Not sure if it helps in this case, but I want to call your attention to new API in Eclipse 3.6M6. JobManager.currentRule() (which tells you what active rule, if any is present) and JobManager.currentJob().yieldRule() (which will temporarily pause the running job to let another conflicting job to run)

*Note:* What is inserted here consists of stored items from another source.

PR #943, opened 2026-07-24
Retire mcp-csharp-create, mcp-csharp-test, and mcp-csharp-publish skills

leslierichardson95:
## What

Retires the remaining three `mcp-csharp-*` skills from the `dotnet-ai` plugin: **`mcp-csharp-create`**, **`mcp-csharp-test`**, and **`mcp-csharp-publish`**. Follows the cut of `mcp-csharp-debug` (#938) — this completes retirement of the family.

## Why

Based on the cross-family skills-eval (#889) and the 30-day telemetry review ([gist](https://gist.github.com/AbhitejJohn/db57f38051ebf4e7de5556a4bd98ec15)):

| Skill | Eval (impact / families ✓) | Real demand |
|---|---|---|
| `mcp-csharp-test` | +0.65 but **0/5 families pass** | 2 users, 0 with ≥5 invocations |
| `mcp-csharp-publish` | +0.56 but **0/5 families pass** | **0 real users** |
| `mcp-csharp-create` | 0.40, wins **only 2/5** (Sonnet, Haiku) and **regresses both frontier models**; avgN 2.6 (directional) | absent from telemetry report |

None has demonstrated real demand. The only positive signal is a low-confidence eval that would require a full 5-family sweep to validate, with no usage to justify the investment. Retiring now (reversible via git history) is the pragmatic call over speculative strengthening.

## Changes

- Delete `plugins/dotnet-ai/skills/mcp-csharp-{create,test,publish}/` (SKILL.md + references)
- Delete `tests/dotnet-ai/mcp-csharp-{create,test,publish}/` (eval.yaml)
- Remove the `dotnet-ai` CODEOWNERS block for the three skills and their tests
- Repoint the `skill-validator` doc example (`InvestigatingResults.md`) from the now-deleted `mcp-csharp-create` to a surviving skill (`technology-selection`)

`dotnet-ai` retains `technology-selection`. `plugin.json` auto-discovers `./skills/`, so no manifest change is needed. Verified **no remaining `mcp-csharp-*` references** repo-wide (`git grep`). Rebased on `main` **after #938 merged**, so there are no conflicts with the debug cut.

Refs #889. **Supersedes #939, #940, #941** (the earlier strengthen/fix PRs, now obsolete).

PR #965, opened 2026-07-29
Fix the underpowered eval gate: score direction, not magnitude

### LINKED ISSUE #952: Eval gate is underpowered: 27% of verdicts flip on byte-identical inputs (A/A test); 53% of evals run at n<=3
## Summary

**Measured on byte-identical inputs, the eval gate flips ~27% of skill verdicts between runs.**

`dotnet-skills.experiment.yaml` sets `runs: 1`, so the number of trials behind a skill's verdict equals its **scenario count**, and a single judge call decides each scenario. **53% of the repo's skill evals sit at n ≤ 3.** At that sample size the gate's noise floor is as large as the effect it is trying to measure, so it cannot answer the question it exists to answer — *"did this skill change help?"*

This is not an inference from the arithmetic. It was measured directly with an A/A test.

## Evidence: A/A test — 3 of 11 verdicts flipped with zero input change

Splitting a CI gate out of #945 produced an unintentionally clean controlled experiment. Two full evaluation runs where the **only** difference between the evaluated commits is four infrastructure files the harness never reads:

```
$ git diff --name-only 29edcbcdb caa0d2d61
.github/workflows/eval-quality.yml
eng/eval-quality/README.md
eng/eval-quality/check_eval_quality.py
eng/eval-quality/selftest_eval_quality.py

$ git diff --name-only 29edcbcdb caa0d2d61 -- tests/ plugins/ dotnet-skills.experiment.yaml
(empty)
```

Every eval spec, fixture, skill and the experiment config are byte-identical, so any difference in results is pure judge variance.

| Skill | n | Run A ([30284396485](https://github.com/dotnet/skills/actions/runs/30284396485)) | Run B ([30292432365](https://github.com/dotnet/skills/actions/runs/30292432365)) | |
| --- | ---: | --- | --- | --- |
| `coverage-analysis` | 3 | ❌ +60.0% 3/0/0 | ✅ +40.0% 3/0/0 | **flipped** |
| `find-untested-sources` | 4 | ❌ +30.0% 3/1/0 | ✅ +40.0% 4/0/0 | **flipped** |
| `test-tagging` | 9 | ✅ +40.0% 7/1/1 | ❌ +33.3% 5/2/2 | **flipped** |
| `test-gap-analysis` | 6 | ❌ +20.0% 3/3/0 | ❌ +26.7% 5/0/1 | |
| `code-testing-agent` | 3 | ❌ +0.0% 1/1/1 | ❌ +13.3% 1/2/0 | |
| `test-anti-patterns` | 8 | ✅ +40.0% 8/0/0 | ✅ +30.0% 6/2/0 | |
| `detect-static-dependencies` | 6 | ✅ +40.0% 6/0/0 | ✅ +33.3% 5/1/0 | |
| `test-smell-detection` | 6 | ✅ +33.3% 5/1/0 | ✅ +26.7% 4/2/0 | |
| `crap-score` | 6 | ✅ +43.3% 5/1/0 | ✅ +43.3% 5/1/0 | stable |
| `migrate-static-to-wrapper` | 5 | ❌ +44.0% 4/1/0 | ❌ +44.0% 4/1/0 | stable |
| `assertion-quality` | 6 | ❌ +26.7% 5/0/1 | ❌ +26.7% 5/0/1 | stable |

**3 of 11 verdicts flipped (27%) with zero input change.**

### The `coverage-analysis` case is the clearest illustration

It had failed **five consecutive runs while winning 100% of its trials**. In run B it passed — with the *same* 3W/0T/0L record it has always had. Nothing about the skill or its eval changed; the judge simply scored one trial +0.4 instead of +0.6, which collapsed `sd` to 0 and made the CI degenerate to `[+40%, +40%]`.

At n=3 the verdict is decided by the *magnitude* the judge happens to assign, not by whether the skill won. A skill can win every trial and fail, or win every trial and pass, on identical inputs.

An earlier, independent run pair on unchanged evals showed the same churn: `assertion-quality` 6W/0T/0L (+40%) → 4W/1T/1L (+20%), `test-tagging` 6W/0T/2L → 5W/3T/0L, `test-smell-detection` 4W/0T/0L → 2W/2T/0L.

### Two consequences

1. **A/B comparisons across a PR boundary are confounded** by a ~27% chance of a spurious flip per skill. A single run cannot establish that a skill change helped or hurt.
2. **Verdict changes must not be attributed to code changes without diffing first.** Two of the three flips above would otherwise have been misread as consequences of the split that caused them.

## Why: the arithmetic behind it

The pass gate is `mean > 0 ∧ ci_low > 0`, which reduces to:

```
sqrt(n) × (mean / sd) > t(n-1)
```

| n | required mean/sd |
| ---: | ---: |
| 1 | undefined — one trial decides |
| 2 | 3.04 |
| 3 | 1.84 |
| 4 | 1.39 |
| 6 | 1.00 |
| 8 | 0.82 |

Measured across all 97 specs by `eng/eval-quality/check_eval_quality.py`:

| n | evals |
| ---: | ---: |
| 1 | 18 |
| 2 | 10 |
| 3 | 21 |
| **≤3** | **49 of 93** |

At n ≤ 3 the required signal-to-noise ratio (1.84, or unbounded at n=1) is higher than a genuinely good skill reliably produces, which is why winning every trial is not sufficient to pass.

## Corroborating: skills that win every trial still fail

From five consecutive `dotnet-test` evaluation runs on #945:

| Skill | Runs failed with **zero losses** | Example |
| --- | --- | --- |
| `coverage-analysis` | **5 of 5** | won 100% of trials every time: +40%, +60%, +60%, +60%, +60% |
| `migrate-static-to-wrapper` | 3 | 4W/1T/0L, `ci_low = −0.4%` — missed by 0.4 of a point |
| `test-gap-analysis` | 1 | 3W/3T/0L |
| `find-untested-sources` | 1 | 3W/1T/0L |
| `test-smell-detection` | 1 | 2W/2T/0L |

## Why a blanket `runs: 3` is not the answer

The obvious fix triples trial count and drops the required ratio at n=3 from 1.84 to 0.77. But cost is not uniform:

- the `dotnet-test` vally job currently takes **~75 minutes** at `runs: 1`; ×3 ≈ 225 min
- GitHub-hosted jobs cap at 360 min, and the #899 cross-family matrix already hit **300-minute cell timeouts**
- `code-testing-agent` scenarios each run `npm ci` or a full pytest install and dominate the runtime

So a global bump risks converting a statistics problem into a timeout problem.

## Suggested approach

1. **Per-eval `runs` override.** Cheap analysis evals (`crap-score`, `detect-static-dependencies`, `test-smell-detection`) can take `runs: 3` for a small absolute cost. Expensive generative evals stay at 1 and instead grow scenarios. The A/A table above is the argument for prioritising this: the flips all occurred at n ≤ 9, and the two most stable skills were among the cheapest to run more often.
2. **Set a floor on n.** Nothing today prevents committing an n=1 eval, where one judge call is the entire verdict. `eng/eval-quality/check_eval_quality.py` already reports these; it could fail on `n < 3` for *new* evals once the existing 28 are addressed.
3. **Report the gate's own confidence.** The PR comment shows the CI but not that e.g. 3W/0T/0L cannot pass at n=3. Surfacing "won every trial, failed on power" would stop this being rediagnosed every run.

## Related

- `eng/eval-quality/README.md` (#953) documents the arithmetic and the observed cases.
- #945 raised several evals above the threshold by wiring up orphaned fixtures, which is the cheapest way to raise `n` without new CI cost — 8 orphaned fixtures remain repo-wide.
- #899 — the cross-family evaluation whose results first surfaced this.

Evangelink:
Fixes #952.

The eval gate flipped ~27% of its verdicts between runs on byte-identical inputs. I reproduced **all 22 verdicts** from the A/A test in #952 from the gate's formula alone, which isolates two independent defects — only one of which the issue names.

## Defect 1: the gate scored the judge's adjective

Trial scores are a five-point ordinal scale (`much-better` `+1.0`, `slightly-better` `+0.4`, `equal` `0`, …). A Student's-t interval over those reads the 0.4 → 1.0 step as *variance*, so a skill is punished for winning **more decisively**. Four wins and three ties over seven trials:

| trials | mean | ci_low | verdict |
| --- | ---: | ---: | --- |
| every win `slightly-better` | +0.229 | **+0.031** | ✅ |
| one win `much-better` | +0.314 | **−0.021** | ❌ |

Same record, better outcome, reversed verdict. `coverage-analysis` failed five consecutive runs while winning 100% of its trials, then passed on a sixth with the same 3W/0T/0L record — its scores were `[+0.4, +0.4, +1.0]` in a failing run and `[+0.4, +0.4, +0.4]` in the passing one.

## Defect 2 (not in the issue): no minimum sample size

`meanWithCi` returns `ciLow = mean` below two trials, so a single lucky judgment passed outright. Simulated at 200k runs/cell, **a skill with no real effect passes ~30% of the time at one trial** — and 18 of 94 gated evals sit there. The gate was simultaneously too strict at n=3 and a rubber stamp at n=1.

## The fix

**`adapt.mjs` reads only each trial's `winner`** and decides with an **exact one-sided sign test** at 5%. The verdict is now a deterministic function of the win/tie/loss record: identical records always produce identical results.

Collapsing to direction alone is *not* sufficient — I checked. A t-interval over win/tie/loss disagrees with the exact test on 12 records up to n=10, and in **every one it is the permissive side**, passing 4W/0T/0L, 4W/3T/0L and 6W/0T/1L at `p = 0.0625`. The exact binomial tail has no such gap, so the ported interval code is gone entirely.

**`MIN_CREDIBLE_TRIALS = 5` falls out of that test** rather than being chosen: the sign test cannot reach 5% below five discordant trials (`0.5⁴ = 0.0625`), and discordant trials can never exceed counted trials. Below it *no record can pass*, so the verdict is reported as **⚠️ underpowered** — never a pass, never a regression. That is what stops "won every trial, failed anyway" from being rediagnosed every run.

**`check_eval_quality.py` enforces the same floor on specs** before they ever run, counting `trials = scenarios × defaults.runs`. The 60 existing evals below it are grandfathered in a ledger that can only shrink: the gate errors on a stale, duplicated or unnecessary entry, and `--base-ref` (passed by CI on every PR) rejects entries that are *new* relative to the base branch — so a PR cannot add a below-floor eval and exempt it in the same change. Renames are read from git and aren't treated as growth.

**The experiment file no longer sets `runs` in `overrides:`.** Precedence is *CLI > experiment overrides > eval defaults* and the merge is a plain spread, so that line didn't *default* anything — it overwrote every eval's own `defaults.runs`, making the issue's first recommendation impossible to implement. No eval declares `defaults:` today, so this changes nothing until one opts in.

## Cost

**Zero additional CI minutes.** Raising `runs` on specific evals is deliberately left as follow-up — it's the only part that costs money, and it's now expressible. For the record, a targeted `runs = ceil(8/scenarios)` policy measures at **1.62× for `dotnet-test`** (~75 → ~121 min, inside the existing 180-minute timeout) and 1.82× repo-wide, versus 3.00× for the blanket `runs: 3` the issue rightly rejects.

## Also fixed (latent, found while testing)

- `--vally` paths containing a space were split into separate argv entries. This made the adapter test suite unrunnable on Windows, where `process.execPath` lives under `Program Files`. An unterminated quote now falls back to the old whitespace split so a bare apostrophe in a path can't be mangled either.
- Importing `adapt.mjs` made it parse its *importer's* command line.
- The `/evaluate` investigation prompt fired on every `passed == false`, which would have attached "To investigate failures" to essentially every comment once 60 evals started reporting ⚠️.
- Per-scenario rows ranked by magnitude could point ▼ while contributing a positive net win. All three renderers now read the same per-scenario record computed once in the adapter.

## What reviewers will notice

The PR comment gains **Net win** and **p** columns; `Δ Preference` becomes `Δ Pref` and is explicitly triage-only. **60 of 94 evals will render ⚠️ underpowered on the first run.** That is the honest state of the repo — none of them can currently produce a credible verdict — and ⚠️ fails no check. `eng/eval-quality/underpowered-allowlist.txt` is the ledger for burning it down.

## Verification

- 20/20 adapter tests, including a regression test that encodes the #952 defect directly (three score-vector pairs that differ only in magnitude must produce identical verdicts) and one asserting the gate ignores a deliberately negative `ciLow` from vally.
- 18/18 eval-quality self-tests, covering the trial floor, grandfathering, the shrink-only ratchet, rename handling, and an unresolvable base ref.
- `check_eval_quality.py` exit 0, `actionlint` clean on all three workflows, `bash -n`, `markdownlint` clean.
- Live `consolidate.mjs` render over four verdict shapes: new schema, **legacy schema** (pre-`netWin`/`signTest`), underpowered, and errored.

Three rounds of code review and design review; every finding is addressed in the diff.

Docs: `eng/eval-quality/README.md` gains failing check 7 plus a "Why the gate scores direction, not magnitude" section; `eng/vally-adapter/InvestigatingResults.md` documents the new verdict fields and the underpowered failure mode.

### DIFF
--- a/.github/workflows/eval-quality.yml
+++ b/.github/workflows/eval-quality.yml
@@ -4,9 +4,10 @@ name: eval-quality
 #
 # Each failing check corresponds to a defect that has already cost a real
 # evaluation result on this repo — see eng/eval-quality/README.md. All of them
-# are structural (file existence, git state, YAML keys), so the gate cannot
-# fire spuriously on well-written prose. Judgement calls such as statistical
-# power and orphaned fixtures are reported but never fail the build.
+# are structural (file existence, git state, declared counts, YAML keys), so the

I tried something similar to the following code and doesn't seem to help. I am wondering if yielding makes a difference to nested jobs at all or if the following code is missing something. Job baseJob = Job.getJobManager().currentJob(); ISchedulingRule baseRule = baseJob.getRule(); // == Job.getJobManager().currentRule() ? boolean conflicting = false; ... if (!conflicting && baseRule != null && baseRule.isConflicting(rules[length])) conflicting = true; ISchedulingRule newRule = new MultiRule(rules); if (conflicting) baseJob.yieldRule(this.progressMonitor); The ThreadJob that is throwing IAE doesn't seem to check for the status of the base job (whether it's WAITING or not) at all. And hence yielding the base job may not make a difference and I continue to see the error. Investigating further.
Created attachment 164188 [details] Reversal of fix to bug 289560 The bug 289560 (whose fix caused this one) perhaps has been fixed by 260968. Hence rolling back those changes, which should take care of this one.
Released the changes in HEAD for 3.6M7.
*** Bug 310070 has been marked as a duplicate of this bug. ***
Verified for 3.6M7 using build I20100424-2000
Verified.
Appreciate the fix Jay - we've verified that this works for us as well.